Task goal
Using the material below, print the line that contains "pycsw from python3-apipkg", the line that contains "I agree with", and every line in between, exactly and nothing else.

Source information
⁂
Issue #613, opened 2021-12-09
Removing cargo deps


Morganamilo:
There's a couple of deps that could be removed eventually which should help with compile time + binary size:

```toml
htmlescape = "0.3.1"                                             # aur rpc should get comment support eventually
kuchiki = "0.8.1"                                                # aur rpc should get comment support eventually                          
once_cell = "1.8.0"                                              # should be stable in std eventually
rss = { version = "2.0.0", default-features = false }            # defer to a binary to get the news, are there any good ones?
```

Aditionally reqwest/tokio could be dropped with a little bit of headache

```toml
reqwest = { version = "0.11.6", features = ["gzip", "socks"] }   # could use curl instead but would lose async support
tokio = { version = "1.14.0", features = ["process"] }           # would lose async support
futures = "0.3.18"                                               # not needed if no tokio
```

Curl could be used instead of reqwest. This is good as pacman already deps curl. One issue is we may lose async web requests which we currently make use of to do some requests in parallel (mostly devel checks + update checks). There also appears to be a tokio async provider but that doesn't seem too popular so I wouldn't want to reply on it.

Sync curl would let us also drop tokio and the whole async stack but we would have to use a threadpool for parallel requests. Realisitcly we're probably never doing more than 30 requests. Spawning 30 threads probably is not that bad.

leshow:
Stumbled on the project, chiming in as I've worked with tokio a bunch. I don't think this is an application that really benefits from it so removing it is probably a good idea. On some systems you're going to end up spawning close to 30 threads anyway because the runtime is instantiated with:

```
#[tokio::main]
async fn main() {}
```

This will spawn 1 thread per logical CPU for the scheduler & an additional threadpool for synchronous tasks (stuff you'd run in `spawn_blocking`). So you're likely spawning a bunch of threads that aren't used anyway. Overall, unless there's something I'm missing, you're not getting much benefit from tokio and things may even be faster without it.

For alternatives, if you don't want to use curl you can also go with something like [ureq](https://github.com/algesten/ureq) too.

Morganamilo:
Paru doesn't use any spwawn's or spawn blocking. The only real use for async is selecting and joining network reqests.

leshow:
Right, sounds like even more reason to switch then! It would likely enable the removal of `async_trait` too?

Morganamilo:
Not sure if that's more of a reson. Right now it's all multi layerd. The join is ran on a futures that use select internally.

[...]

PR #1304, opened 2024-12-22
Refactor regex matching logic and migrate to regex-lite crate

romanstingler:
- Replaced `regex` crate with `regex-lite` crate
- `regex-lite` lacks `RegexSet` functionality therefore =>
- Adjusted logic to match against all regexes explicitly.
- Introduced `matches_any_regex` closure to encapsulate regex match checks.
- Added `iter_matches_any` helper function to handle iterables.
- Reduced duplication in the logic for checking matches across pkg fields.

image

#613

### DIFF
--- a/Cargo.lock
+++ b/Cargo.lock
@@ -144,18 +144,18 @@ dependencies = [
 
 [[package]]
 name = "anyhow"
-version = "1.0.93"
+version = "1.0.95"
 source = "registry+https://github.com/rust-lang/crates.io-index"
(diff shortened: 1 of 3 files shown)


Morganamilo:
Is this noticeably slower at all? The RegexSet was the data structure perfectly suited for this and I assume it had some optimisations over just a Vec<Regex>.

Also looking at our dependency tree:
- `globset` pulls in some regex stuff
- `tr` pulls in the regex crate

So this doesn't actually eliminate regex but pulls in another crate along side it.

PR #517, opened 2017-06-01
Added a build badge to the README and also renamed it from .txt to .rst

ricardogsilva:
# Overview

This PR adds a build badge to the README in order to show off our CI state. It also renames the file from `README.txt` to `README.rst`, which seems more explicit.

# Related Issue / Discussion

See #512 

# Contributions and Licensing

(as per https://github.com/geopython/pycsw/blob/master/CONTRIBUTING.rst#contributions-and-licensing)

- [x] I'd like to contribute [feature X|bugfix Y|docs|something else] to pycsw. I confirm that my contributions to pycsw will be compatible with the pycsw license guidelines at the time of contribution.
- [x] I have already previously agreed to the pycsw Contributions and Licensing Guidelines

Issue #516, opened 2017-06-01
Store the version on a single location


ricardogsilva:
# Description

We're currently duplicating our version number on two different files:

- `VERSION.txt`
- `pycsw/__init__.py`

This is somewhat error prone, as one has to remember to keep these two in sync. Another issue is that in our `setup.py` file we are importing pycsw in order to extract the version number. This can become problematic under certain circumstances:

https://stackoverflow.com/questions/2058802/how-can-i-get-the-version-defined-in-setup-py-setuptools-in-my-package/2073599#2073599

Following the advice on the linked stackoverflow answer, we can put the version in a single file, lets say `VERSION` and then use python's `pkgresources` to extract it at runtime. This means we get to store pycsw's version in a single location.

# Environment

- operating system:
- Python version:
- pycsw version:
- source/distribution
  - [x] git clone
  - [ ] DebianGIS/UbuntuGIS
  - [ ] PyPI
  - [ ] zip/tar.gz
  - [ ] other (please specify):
⁂
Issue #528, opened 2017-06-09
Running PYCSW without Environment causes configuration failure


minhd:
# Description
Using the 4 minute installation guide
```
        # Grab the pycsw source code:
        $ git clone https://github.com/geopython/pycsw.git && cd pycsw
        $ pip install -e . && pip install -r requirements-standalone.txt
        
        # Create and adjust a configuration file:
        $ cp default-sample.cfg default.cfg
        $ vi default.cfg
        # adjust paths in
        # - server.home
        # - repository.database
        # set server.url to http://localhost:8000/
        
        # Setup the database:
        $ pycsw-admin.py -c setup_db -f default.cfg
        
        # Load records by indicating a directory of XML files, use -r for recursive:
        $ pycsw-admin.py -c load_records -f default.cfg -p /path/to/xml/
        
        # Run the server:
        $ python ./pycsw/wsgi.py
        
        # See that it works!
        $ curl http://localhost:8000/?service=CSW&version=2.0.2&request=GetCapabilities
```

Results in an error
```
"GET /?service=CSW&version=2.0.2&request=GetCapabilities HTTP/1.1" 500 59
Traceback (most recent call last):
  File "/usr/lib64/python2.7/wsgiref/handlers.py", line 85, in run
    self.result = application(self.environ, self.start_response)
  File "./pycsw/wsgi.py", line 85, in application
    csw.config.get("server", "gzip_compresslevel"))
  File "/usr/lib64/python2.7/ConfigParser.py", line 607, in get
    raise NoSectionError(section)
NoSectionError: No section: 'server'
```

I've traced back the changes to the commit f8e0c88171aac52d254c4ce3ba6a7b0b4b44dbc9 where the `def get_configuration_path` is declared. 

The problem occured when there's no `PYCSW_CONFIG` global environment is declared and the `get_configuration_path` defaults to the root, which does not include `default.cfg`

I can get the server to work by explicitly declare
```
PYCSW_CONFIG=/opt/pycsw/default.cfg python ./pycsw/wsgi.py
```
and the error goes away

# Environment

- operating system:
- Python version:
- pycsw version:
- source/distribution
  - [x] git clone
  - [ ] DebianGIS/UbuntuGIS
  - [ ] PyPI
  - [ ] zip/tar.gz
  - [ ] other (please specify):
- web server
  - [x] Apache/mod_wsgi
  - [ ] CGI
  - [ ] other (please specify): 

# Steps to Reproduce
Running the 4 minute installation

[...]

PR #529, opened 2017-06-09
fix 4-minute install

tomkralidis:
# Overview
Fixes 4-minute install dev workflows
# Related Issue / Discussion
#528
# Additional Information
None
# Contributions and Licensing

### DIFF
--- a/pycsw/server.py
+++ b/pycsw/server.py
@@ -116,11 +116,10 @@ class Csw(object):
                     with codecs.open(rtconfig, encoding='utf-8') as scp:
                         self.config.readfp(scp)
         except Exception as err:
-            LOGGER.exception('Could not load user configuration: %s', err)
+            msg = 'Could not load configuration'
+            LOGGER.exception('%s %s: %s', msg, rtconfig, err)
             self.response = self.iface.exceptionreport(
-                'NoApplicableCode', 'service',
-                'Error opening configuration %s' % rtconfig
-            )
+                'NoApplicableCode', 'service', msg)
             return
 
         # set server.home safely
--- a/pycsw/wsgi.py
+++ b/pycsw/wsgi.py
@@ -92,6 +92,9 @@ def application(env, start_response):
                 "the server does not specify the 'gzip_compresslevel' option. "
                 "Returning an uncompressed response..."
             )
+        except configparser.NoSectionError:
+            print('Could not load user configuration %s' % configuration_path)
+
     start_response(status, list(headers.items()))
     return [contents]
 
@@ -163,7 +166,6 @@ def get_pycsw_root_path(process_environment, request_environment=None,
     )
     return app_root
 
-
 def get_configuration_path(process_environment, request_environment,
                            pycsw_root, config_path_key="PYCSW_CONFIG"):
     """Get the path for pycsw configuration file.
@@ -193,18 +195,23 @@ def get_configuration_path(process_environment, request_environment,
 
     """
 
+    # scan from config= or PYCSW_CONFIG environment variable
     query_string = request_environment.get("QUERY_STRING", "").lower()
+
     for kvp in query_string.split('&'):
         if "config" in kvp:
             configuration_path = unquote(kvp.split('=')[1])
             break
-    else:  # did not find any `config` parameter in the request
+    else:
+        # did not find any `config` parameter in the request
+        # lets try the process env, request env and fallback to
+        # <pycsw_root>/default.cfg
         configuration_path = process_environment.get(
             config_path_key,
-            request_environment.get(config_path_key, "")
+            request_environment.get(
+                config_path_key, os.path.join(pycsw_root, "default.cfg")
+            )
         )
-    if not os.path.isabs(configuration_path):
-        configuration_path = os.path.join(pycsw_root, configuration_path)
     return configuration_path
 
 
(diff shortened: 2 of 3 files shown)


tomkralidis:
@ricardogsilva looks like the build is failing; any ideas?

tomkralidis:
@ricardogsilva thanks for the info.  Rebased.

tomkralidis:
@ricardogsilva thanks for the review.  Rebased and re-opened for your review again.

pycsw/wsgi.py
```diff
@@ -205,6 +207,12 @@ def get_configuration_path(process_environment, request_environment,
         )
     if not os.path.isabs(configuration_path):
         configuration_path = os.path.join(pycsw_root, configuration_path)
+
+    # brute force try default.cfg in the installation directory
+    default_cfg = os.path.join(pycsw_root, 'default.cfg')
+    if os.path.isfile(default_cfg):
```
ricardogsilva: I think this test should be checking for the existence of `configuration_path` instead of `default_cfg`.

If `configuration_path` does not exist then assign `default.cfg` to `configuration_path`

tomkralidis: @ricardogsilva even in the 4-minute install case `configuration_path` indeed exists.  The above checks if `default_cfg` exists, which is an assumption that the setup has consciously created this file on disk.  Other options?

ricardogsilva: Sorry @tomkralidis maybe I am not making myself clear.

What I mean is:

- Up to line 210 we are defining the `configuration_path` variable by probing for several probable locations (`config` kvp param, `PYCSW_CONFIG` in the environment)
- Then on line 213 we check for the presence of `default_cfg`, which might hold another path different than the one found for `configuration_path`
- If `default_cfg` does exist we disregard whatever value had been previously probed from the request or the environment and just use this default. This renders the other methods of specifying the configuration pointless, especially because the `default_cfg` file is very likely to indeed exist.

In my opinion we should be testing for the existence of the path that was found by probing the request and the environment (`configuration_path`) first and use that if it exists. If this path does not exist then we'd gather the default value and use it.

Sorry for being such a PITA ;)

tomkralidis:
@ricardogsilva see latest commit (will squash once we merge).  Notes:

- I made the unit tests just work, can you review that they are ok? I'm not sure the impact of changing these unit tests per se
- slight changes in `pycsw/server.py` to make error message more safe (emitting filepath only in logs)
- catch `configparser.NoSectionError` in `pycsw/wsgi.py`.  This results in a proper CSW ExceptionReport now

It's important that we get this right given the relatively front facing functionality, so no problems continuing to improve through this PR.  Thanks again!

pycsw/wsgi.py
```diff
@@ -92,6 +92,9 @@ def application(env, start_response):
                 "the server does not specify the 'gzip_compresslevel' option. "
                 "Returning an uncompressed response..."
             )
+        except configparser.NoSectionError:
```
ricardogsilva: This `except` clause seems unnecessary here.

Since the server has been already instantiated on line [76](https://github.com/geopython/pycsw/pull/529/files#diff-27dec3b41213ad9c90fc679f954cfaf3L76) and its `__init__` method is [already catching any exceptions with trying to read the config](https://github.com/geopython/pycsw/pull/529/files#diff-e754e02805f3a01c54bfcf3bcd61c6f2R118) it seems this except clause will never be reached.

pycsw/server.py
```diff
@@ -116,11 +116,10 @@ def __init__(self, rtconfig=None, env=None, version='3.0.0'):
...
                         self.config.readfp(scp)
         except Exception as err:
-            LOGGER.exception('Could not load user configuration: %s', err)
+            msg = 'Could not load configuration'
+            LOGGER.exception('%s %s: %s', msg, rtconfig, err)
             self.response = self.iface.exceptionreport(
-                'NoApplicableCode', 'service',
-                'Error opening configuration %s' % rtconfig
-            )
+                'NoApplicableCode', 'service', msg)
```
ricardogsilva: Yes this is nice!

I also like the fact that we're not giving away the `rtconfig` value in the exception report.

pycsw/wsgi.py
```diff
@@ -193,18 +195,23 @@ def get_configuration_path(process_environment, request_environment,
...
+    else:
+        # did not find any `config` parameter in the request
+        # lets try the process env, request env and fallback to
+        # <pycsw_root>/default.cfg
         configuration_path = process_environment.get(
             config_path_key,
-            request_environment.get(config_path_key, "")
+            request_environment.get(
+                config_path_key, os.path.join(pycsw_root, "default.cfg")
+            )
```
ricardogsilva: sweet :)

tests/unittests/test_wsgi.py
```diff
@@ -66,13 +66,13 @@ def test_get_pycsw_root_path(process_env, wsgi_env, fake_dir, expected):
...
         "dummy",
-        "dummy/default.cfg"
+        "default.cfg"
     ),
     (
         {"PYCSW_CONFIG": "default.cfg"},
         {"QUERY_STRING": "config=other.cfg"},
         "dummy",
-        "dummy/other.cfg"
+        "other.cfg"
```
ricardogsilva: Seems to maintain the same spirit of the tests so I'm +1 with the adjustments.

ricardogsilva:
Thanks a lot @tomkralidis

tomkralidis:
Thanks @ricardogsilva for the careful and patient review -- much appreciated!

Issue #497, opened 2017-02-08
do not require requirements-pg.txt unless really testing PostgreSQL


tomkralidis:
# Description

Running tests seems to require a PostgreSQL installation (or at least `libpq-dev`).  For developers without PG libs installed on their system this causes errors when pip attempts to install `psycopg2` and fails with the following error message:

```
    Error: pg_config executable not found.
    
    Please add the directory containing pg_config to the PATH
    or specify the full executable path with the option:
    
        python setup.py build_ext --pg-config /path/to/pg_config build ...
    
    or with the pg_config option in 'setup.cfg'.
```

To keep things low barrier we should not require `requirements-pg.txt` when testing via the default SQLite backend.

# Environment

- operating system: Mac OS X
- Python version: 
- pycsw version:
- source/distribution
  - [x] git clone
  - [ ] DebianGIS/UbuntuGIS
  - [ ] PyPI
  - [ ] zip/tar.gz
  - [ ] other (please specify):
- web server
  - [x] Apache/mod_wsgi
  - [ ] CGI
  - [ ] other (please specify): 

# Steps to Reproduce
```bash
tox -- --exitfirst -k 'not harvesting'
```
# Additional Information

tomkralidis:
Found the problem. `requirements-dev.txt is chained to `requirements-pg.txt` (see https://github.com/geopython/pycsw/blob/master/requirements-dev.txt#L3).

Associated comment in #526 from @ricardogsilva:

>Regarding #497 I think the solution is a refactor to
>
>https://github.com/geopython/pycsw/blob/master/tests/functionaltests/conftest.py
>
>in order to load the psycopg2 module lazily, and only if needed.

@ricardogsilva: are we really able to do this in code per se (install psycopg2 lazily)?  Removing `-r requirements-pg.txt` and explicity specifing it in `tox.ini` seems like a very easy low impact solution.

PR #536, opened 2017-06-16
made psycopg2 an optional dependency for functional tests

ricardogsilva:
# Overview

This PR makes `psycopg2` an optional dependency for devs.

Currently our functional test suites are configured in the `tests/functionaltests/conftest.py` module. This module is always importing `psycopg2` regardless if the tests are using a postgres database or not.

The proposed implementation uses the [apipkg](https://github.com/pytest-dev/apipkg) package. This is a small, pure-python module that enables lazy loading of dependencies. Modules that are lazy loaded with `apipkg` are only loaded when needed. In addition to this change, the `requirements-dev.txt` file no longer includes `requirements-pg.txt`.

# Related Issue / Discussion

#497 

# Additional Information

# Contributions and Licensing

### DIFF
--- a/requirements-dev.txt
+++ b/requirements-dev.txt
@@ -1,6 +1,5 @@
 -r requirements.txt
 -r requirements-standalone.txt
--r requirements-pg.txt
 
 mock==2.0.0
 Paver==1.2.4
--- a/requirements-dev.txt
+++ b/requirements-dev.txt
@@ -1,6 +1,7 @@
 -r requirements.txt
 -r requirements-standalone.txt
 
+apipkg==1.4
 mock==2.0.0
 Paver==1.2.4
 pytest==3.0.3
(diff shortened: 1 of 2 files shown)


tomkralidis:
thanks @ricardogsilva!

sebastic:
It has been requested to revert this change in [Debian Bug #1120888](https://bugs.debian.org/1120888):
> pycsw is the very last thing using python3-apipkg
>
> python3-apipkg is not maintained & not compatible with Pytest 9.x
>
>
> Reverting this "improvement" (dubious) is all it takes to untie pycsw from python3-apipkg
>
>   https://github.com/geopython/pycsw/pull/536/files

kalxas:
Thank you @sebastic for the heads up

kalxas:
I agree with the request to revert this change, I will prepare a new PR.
⁂
Answer space
> Reverting this "improvement" (dubious) is all it takes to untie pycsw from python3-apipkg
>
>   https://github.com/geopython/pycsw/pull/536/files

kalxas:
Thank you @sebastic for the heads up

kalxas:
I agree with the request to revert this change, I will prepare a new PR.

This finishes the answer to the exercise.